→ WHAT YOU HAVE TO DO
Check every line of the data below for the string "hash", and copy the ones that hold it.

→ Stored data entries
**********

Issue #335, opened 2016-02-18
Load info no longer shown in Bourreau index page tooltip


prioux:
There used to be load information shown in a tooltip that appeared when you hovered over the numbers in the 'tasks' column of the Bourreau index page. Now the tooltip appears but the numbers are always missing. See screenshot.

![screen shot 2016-02-18 at 15 18 26](https://cloud.githubusercontent.com/assets/777588/13156943/1f4b87de-d653-11e5-8934-e36444b1bb24.png)

remibernard:
As weird as it may seem, this is a very old bug. It appears to have been introduced with commit 9eefffdf10327db0ab6da6a425b786303772d246, which makes the `load_info` partial generating the tooltip rely on instance variables (`@num_active`, `@num_queued` and `@num_processing`) supplied by the corresponding [`load_info`](https://github.com/aces/cbrain/blob/9eefffdf10327db0ab6da6a425b786303772d246/BrainPortal/app/controllers/bourreaux_controller.rb#L210) controller action. As `load_info` is not invoked when the index page is generated, the corresponding instance variables are empty and so is the tooltip.

Since I'm a bit overwhelmed with work these days, I'll have to pass this on to @natacha-beck, the author of commit 9eefffdf10327db0ab6da6a425b786303772d246.

prioux:
No prob, I suspected as much. Don't worry about issues assigned to you, in general, it's more important for you to work on the rest. And I appreciate your hints and comments, every time.

Issue #330, opened 2016-02-05
Empty session with _simple_filters


remibernard:
There is a huge caveat when using the [`_simple_filters`](https://github.com/aces/cbrain/blob/3e9fe793f5d35ab2984bdc5d07cf2bc8c3c5e2ce/BrainPortal/lib/view_scopes.rb#L1199) scope query parameter. If the scope we wish to update with `_simple_filters` does not exist yet (with an empty session, for example) the filters will be placed in the default scope (`default_scope_name`). This is very rarely what is desired since this default is rarely used.

For example, a simple filtering URL like `/userfiles?_simple_filters=1&data_provider_id=1` will create a `userfiles#index` scope instead of the expected `userfiles` one (if there is no `userfiles` scope yet) and the specified filters wont be applied, as the controller expects its scope to be `userfiles`, not `userfiles#index`.

[view_scopes.rb:1235](https://github.com/aces/cbrain/blob/3e9fe793f5d35ab2984bdc5d07cf2bc8c3c5e2ce/BrainPortal/lib/view_scopes.rb#L1235):
```ruby
if (simple = params['_simple_filters'])
      # Determine which scope to update
      known      = (current_session['scopes'] ||= {})
      controller = params[:controller].to_s.downcase
      name   = simple     if known.has_key?(simple)
      name ||= controller if known.has_key?(controller)
      name ||= default_scope_name
# ...
```

Unfortunately, there is no way to know at that point in `update_session_scopes` where to place the given filters if the session does not contain either the parameter (`simple`) or the controller name (`controller`). This issue notably only concerns the first request made; on subsequent requests, the controller will have set up its scope and `name ||= controller if known.has_key?(controller)` will correctly assign the desired scope name.

Underlying cause of https://github.com/aces/cbrain-apis/issues/5

Issue #18, opened 2015-04-10
The 'delete files' button in the DP browse page seems to block.


prioux:
I think the 'delete files' in the 'browse' page does not start in background...

Note by Natacha:

Seems that no register/unregister/delete start in background, it will be a good idea to split the code into methods.

PR #345, opened 2016-03-01
Development on 4.3.0 #2

### LINKED ISSUE #337: Upload limit on dev?
In app/view/userfiles/_dialogs.html.erb, we have a nice TODO...:
 
`data-max-upload-size="" <%# TODO %>`

I found no upload limit elsewhere for the upload-size, am I right ? So in the Dev branch the user can upload files of any size ?

remibernard:
Closes #337, #330, #335, #18 and #349


BrainPortal/app/controllers/data_providers_controller.rb
```diff
@@ -399,263 +399,329 @@ def browse
...
-        params['as_user_id'] || current_user.id
-      ))
-      .first
-    @as_user ||= current_user
+    flash[:notice] ||= ''
+    api_request = [:json, :xml].include?(request.format.to_sym)
 
-    unless @provider.is_browsable?(current_user)
-      flash[:error] = "You cannot register files from this provider."
+    ensure_browsable(@provider, 'delete', proc do |html, data, status|
```
prioux: Is it really worth it to replace a "if" statement containing a respond block (the original code) with a method which takes a three parameter callback ? Repeating the original if statement in all three actions register, unregister and delete would have taken less code in total...

BrainPortal/app/controllers/data_providers_controller.rb
```diff
@@ -399,263 +399,329 @@ def browse
...
+    # (the everyone project, under which no file is ever registered, or a
+    # project the user doesn't have access to).
+    group_id = current_user.own_group.id if (
+      group_id == Group.everyone.id ||
+      ! current_user.available_groups.map(&:id).include?(group_id)
+    )
+
+    # Register the given userfiles in background.
+    userfiles = userfiles_from_basenames(@provider, @as_user, params[:basenames])
+    userfiles_count = userfiles.count # Avoids a cute race condition
```
prioux: I suppose the race condition is when files are being moved in background ? :-)

BrainPortal/app/controllers/data_providers_controller.rb
```diff
@@ -399,263 +399,329 @@ def browse
...
+
+    registered, already_registered = [], []
+    succeeded, failed = [], {}
+
+    CBRAIN.spawn_with_active_records_if(
+      api_request,
```
prioux: Hum, do I understand properly, we spawn ONLY if it's an API request? No when it's a web-based, interactive session?

BrainPortal/app/controllers/data_providers_controller.rb
```diff
@@ -399,263 +399,329 @@ def browse
...
+      current_user,
+      "Register files (data_provider: #{@provider.id})"
+    ) do
+      userfiles.keys.each do |basename|
+        begin
+          # Is the file already registered?
+          unless userfiles[basename].blank?
```
prioux: Change to     if userfiles[basename].present?

BrainPortal/app/controllers/data_providers_controller.rb
remibernard: And the `userfiles` variable is getting re-used before the count is fetched for the message, yep.

BrainPortal/app/controllers/data_providers_controller.rb
remibernard: Looking at `ensure_browsable`, it basically avoids duplicating the message. The original idea was to make all the checks use the same die proc, but it turns out there's only one check. I'll refactor this ASAP.

BrainPortal/app/controllers/data_providers_controller.rb
remibernard: Oops, you're right, that should be `! api_request`.

BrainPortal/app/controllers/data_providers_controller.rb
```diff
@@ -399,263 +399,328 @@ def browse
...
-    registered_files = registered_files.where( :user_id => @as_user.id ) if ! @provider.allow_file_owner_change?
-    registered_files = registered_files.all.index_by(&:name)
+        rescue => e
+          (failed[e.message] ||= []) << basename
+        end
+      end
 
-    basenames.shuffle.each do |basename|
+      # Remind the user if browsing as another user
+      flash[:notice] += "Important note! Since you were browsing as user '#{@as_user.login}', the files were registered as belonging to that user instead of you!\n" if
```
prioux: I don't think it makes sense to modify the flash withing a CBRAIN.spawn_with_active_records... it won't work... I think.

BrainPortal/app/controllers/data_providers_controller.rb
```diff
@@ -399,263 +399,328 @@ def browse
...
+        succeeded.present? && @as_user != current_user
 
-      # Unregister files
+      # If files actually got registered, clear the browsing cache
+      clear_browse_provider_local_cache_file(@as_user, @provider) if
```
prioux: So this clear operation can happen in background at any time while the user is doing some more browsing within the interface? Could that cause a problem?

BrainPortal/app/controllers/data_providers_controller.rb
```diff
@@ -399,263 +399,328 @@ def browse
...
-        end
-        next
+      # Prepare to copy/move the files to the new DP
+      generic_notice_messages('register', succeeded, failed)
+      succeeded, failed = [], {}
+
+      # Will some of the file names collide?
+      collisions = Userfile.where(
+        :name             => registered.map(&:name),
+        :user_id          => current_user.id,
```
prioux: Bug! Should be `@as_user.id` instead of `current_user.id` (and yes the bug was already there, not your fault)

BrainPortal/app/controllers/data_providers_controller.rb
```diff
@@ -399,263 +399,328 @@ def browse
...
+        :data_provider_id => target_dp.id
+      ).map(&:name)
```
prioux: Change `map()` to `raw_first_column('userfiles.name')` for speed, especially if thousands of files involved.

BrainPortal/app/controllers/data_providers_controller.rb
```diff
@@ -399,263 +399,328 @@ def browse
...
+    # Fallback to the user's own project if the one selected above is invalid
+    # (the everyone project, under which no file is ever registered, or a
+    # project the user doesn't have access to).
+    group_id = current_user.own_group.id if (
+      group_id == Group.everyone.id ||
+      ! current_user.available_groups.map(&:id).include?(group_id)
+    )
+
+    # Register the given userfiles in background.
+    userfiles = userfiles_from_basenames(@provider, @as_user, params[:basenames])
```
prioux: I think the original name for this variable was misleading: `userfiles` seems to imply this is an array of userfiles, but it in fact it's an array of a weird FileInfo object meant to look like one of the structure in Net::SFTP::Protocol . NOT urgent, but we should think about just renaming it... `fileinfos`  maybe ?

BrainPortal/app/controllers/data_providers_controller.rb
```diff
@@ -399,263 +399,328 @@ def browse
...
+    # Unless one was specified explicitly via :other_group_id
+    group_id = params[:other_group_id].to_i unless
+      params[:other_group_id].blank?
+
+    # Fallback to the user's own project if the one selected above is invalid
+    # (the everyone project, under which no file is ever registered, or a
+    # project the user doesn't have access to).
+    group_id = current_user.own_group.id if (
+      group_id == Group.everyone.id ||
+      ! current_user.available_groups.map(&:id).include?(group_id)
```
prioux: Use `raw_first_column('groups.id')` instead of `map(&:id)`

BrainPortal/app/controllers/data_providers_controller.rb
```diff
@@ -399,263 +399,328 @@ def browse
...
-      file_group_id ||= current_project.try(:id) || current_user.own_group.id
-      if file_group_id == Group.everyone.id ||          # We won't register a file in group 'everyone'
-         ! current_user.available_groups.where(:id => file_group_id).exists? # or that is not in one of our groups
-         file_group_id = current_user.own_group.id
-      end
+          when :copy
+            new = userfile.provider_copy_to_otherprovider(target_dp)
+            userfile.delete rescue true # Not destroy(), as the contents must be kept.
+            userfile.destroy_log rescue true
+            (userfile = new).set_size!
```
prioux: We have two `set_size!` (the other is three lines below)

BrainPortal/app/controllers/data_providers_controller.rb
```diff
@@ -399,263 +399,328 @@ def browse
...
+    succeeded, failed = [], {}
+    erasing = params.has_key?(:delete)
+
+    CBRAIN.spawn_with_active_records_if(
+      [:html, :js].include?(request.format.to_sym),
+      current_user,
+      "Unregister files (data_provider: #{@provider.id})"
+    ) do
+      userfiles.reject { |b,u| u.blank? }.shuffle.each do |basename, userfile|
+        begin
```
prioux: Just before the begin block, insert a `$0 = ""` counter line so that the admin can monitor the progress when doing 'ps'. See above in 'register'.

BrainPortal/app/controllers/data_providers_controller.rb
```diff
@@ -399,263 +399,328 @@ def browse
...
+      format.json { render :xml  => api_response }
     end
+  end
 
-    if newly_registered_userfiles.size > 0
-      clear_browse_provider_local_cache_file(@as_user, @provider) unless request.format.to_sym == :xml || request.format.to_sym == :json
-      flash[:notice] += "Registered #{newly_registered_userfiles.size} files.\n"
-      if @as_user != current_user
-        flash[:notice] += "Important note! Since you were browsing as user '#{@as_user.login}', the files were registered as belonging to that user instead of you!\n"
+  # Unregister a list of files from CBRAIN
```
prioux: Document that this action can do two things:

* unregister a userfile while leaving the file on the external DP side
* unregister a userfile and delete the file on the external DP side

In both case we always act upon userfiles properly registered in CBRAIN.

BrainPortal/app/controllers/data_providers_controller.rb
```diff
@@ -399,263 +399,328 @@ def browse
...
+      clear_browse_provider_local_cache_file(@as_user, @provider) if
+        erasing && succeeded.present? && [:html, :js].include?(request.format.to_sym)
 
-      respond_to do |format|
-        format.html { redirect_to :action => :browse }
-        format.xml  { render      :xml    => api_response }
-        format.json { render      :json   => api_response }
-      end
-      return
+      generic_notice_messages('unregister', succeeded, failed)
```
prioux: Outside the spawn block, succeeded will always be empty whenever we DO spawn.

BrainPortal/app/controllers/data_providers_controller.rb
```diff
@@ -399,263 +399,328 @@ def browse
...
+      format.json { render :xml  => api_response }
     end
-    to_operate = newly_registered_userfiles - collisions
+  end
 
-    if collisions.size > 0
-      flash[:error] += "Could not #{move_or_copy.downcase} some files, as files with the same names already exist:\n" +
-                         collisions.map(&:name).sort.join(", ")
+  # Directly delete a list of files from a browsable DP
+  def delete
```
prioux: Document; see comment for 'unregister'.

BrainPortal/app/controllers/data_providers_controller.rb
```diff
@@ -399,263 +399,328 @@ def browse
...
+            unless userfile.has_owner_access?(current_user)
+              (failed["Insufficient permissions"] ||= []) << basename
+              next
             end
-            success_list << u
-          rescue => ex
-            (failed_list[ex.message] ||= []) << u
+
+            result = userfile.destroy
+            userfile.destroy_log rescue true
```
prioux: Here the destroy_log() is always done anyway if destroy() succeeds. No need to do it explicitely.

BrainPortal/app/controllers/data_providers_controller.rb
```diff
@@ -736,6 +801,86 @@ def get_type_list #:nodoc:
...
+        params['as_user_id'] || current_user.id
+      ))
+      .first
+    @as_user ||= current_user
+  end
+
+  # Fetch the userfiles corresponding to the given +basenames+ for
+  # +user+ on +provider+.
+  def userfiles_from_basenames(provider, user, basenames) #:nodoc:
+    userfiles = provider.userfiles.where(:name => basenames)
```
prioux: Are we not missing `where(:data_provider_id => provider.id)` ?

prioux:
@remibernard I've finished the code review; I've some concerns about using flash within the CBRAIN.spawn() calls, and proper notifications using these ugly lists (`succeeded`, `failed` etc) especially also within those spawn() calls. Aside from that, the rest of my comments are nitpicks.

You can work on this OR if you don't have time, I will merge this and make the changes myself. Your choice.

BrainPortal/app/controllers/data_providers_controller.rb
remibernard: It doesn't make much sense indeed, and shouldn't work. I'll move it above the spawn. The only drawback is that a few checks will be skipped, but that shouldn't be a big issue.

BrainPortal/app/controllers/data_providers_controller.rb
remibernard: Didn't we already have this kind of situation before anyway when a user is browsing while someone else is registering/deleting/unregistering files? Assuming the browsing actions automatically regenerate the cache, the only issue I can see is if both actions run exactly at the same time, a rather unlikely (famous last words) situation.

BrainPortal/app/controllers/data_providers_controller.rb
remibernard: Using `provider` instead of `Userfile` implies this.

BrainPortal/app/controllers/data_providers_controller.rb
remibernard: As far as the current code is concerned, `userfiles_from_basenames` returns a hash `{ <basename> => <userfile or nil> }`. As such `userfiles` seems like an appropriate variable name for it.

BrainPortal/app/controllers/data_providers_controller.rb
remibernard: AFAIK the main reason for such a progress mechanism is that register sometimes has to move/copy files around. I'll add it to support the optional delete, but I'm pretty sure most unregisters will be too quick for it to really be of any use...

BrainPortal/app/controllers/data_providers_controller.rb
remibernard: Thankfully, we're still in the spawn block at that point.

BrainPortal/app/controllers/data_providers_controller.rb
remibernard: It was not documented as most actions aren't. As such, I'm not sure how I should document this beyond
```ruby
# Unregister (and optionally delete) a list of files from CBRAIN
```

BrainPortal/app/controllers/data_providers_controller.rb
prioux: Duh. Of course.

BrainPortal/app/controllers/data_providers_controller.rb
prioux: Must have gotten my indentation wrong.

BrainPortal/app/controllers/data_providers_controller.rb
prioux: Hum, right, and I even thought about it in my first read through.

BrainPortal/app/controllers/data_providers_controller.rb
prioux: It's even less likely than that: the cache file has a name with the current user's ID in to, so each a user cannot even erase the cache of another. So basically, yeah, just leave it.

BrainPortal/app/controllers/data_providers_controller.rb
prioux: Or you could move it below the spawn, alongside other notifications.

BrainPortal/app/controllers/data_providers_controller.rb
prioux: I still dislike the name but it's not that important.

BrainPortal/app/controllers/data_providers_controller.rb
prioux: Still, I'd like before each action maybe 3 lines of comment instead of just one. Just to explain quickly what the action does, since there are subtleties.

prioux:
@remibernard I'm done commenting on your comments to my comments for the review of your code. :-)

BrainPortal/app/controllers/data_providers_controller.rb
```diff
@@ -399,263 +399,328 @@ def browse
...
+    userfiles = userfiles_from_basenames(@provider, @as_user, params[:basenames])
+    succeeded, failed = [], {}
+    erasing = params.has_key?(:delete)
+
+    CBRAIN.spawn_with_active_records_if(
+      [:html, :js].include?(request.format.to_sym),
+      current_user,
+      "Unregister files (data_provider: #{@provider.id})"
+    ) do
+      userfiles.reject { |b,u| u.blank? }.shuffle.each do |basename, userfile|
```
prioux: Bug! There's no 'shuffle' method for a hash.

BrainPortal/app/controllers/data_providers_controller.rb
```diff
@@ -399,263 +399,328 @@ def browse
...
+    # Erase the given userfiles in background.
+    userfiles = userfiles_from_basenames(@provider, @as_user, params[:basenames])
+    succeeded, failed = [], {}
+
+    CBRAIN.spawn_with_active_records_if(
+      [:html, :js].include?(request.format.to_sym),
+      current_user,
+      "Delete files (data_provider: #{@provider.id})"
+    ) do
+      userfiles.shuffle.each do |basename, userfile|
```
prioux: Same bug here, no shuffle() for hash tables.

BrainPortal/db/schema.rb
```diff
@@ -366,6 +366,7 @@
   add_index "userfiles", ["data_provider_id"], :name => "index_userfiles_on_data_provider_id"
   add_index "userfiles", ["group_id"], :name => "index_userfiles_on_group_id"
   add_index "userfiles", ["hidden", "id"], :name => "index_userfiles_on_hidden_and_id"
+  add_index "userfiles", ["hidden"], :name => "index_userfiles_on_hidden"
```
prioux: Did you add a migration?

prioux:
Thanks @remibernard ; I will test this a bit further today and I expect I'll merge this afternoon.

**********

→ WRITTEN ANSWER
remibernard: As far as the current code is concerned, `userfiles_from_basenames` returns a hash `{ <basename> => <userfile or nil> }`. As such `userfiles` seems like an appropriate variable name for it.
prioux: Bug! There's no 'shuffle' method for a hash.
prioux: Same bug here, no shuffle() for hash tables.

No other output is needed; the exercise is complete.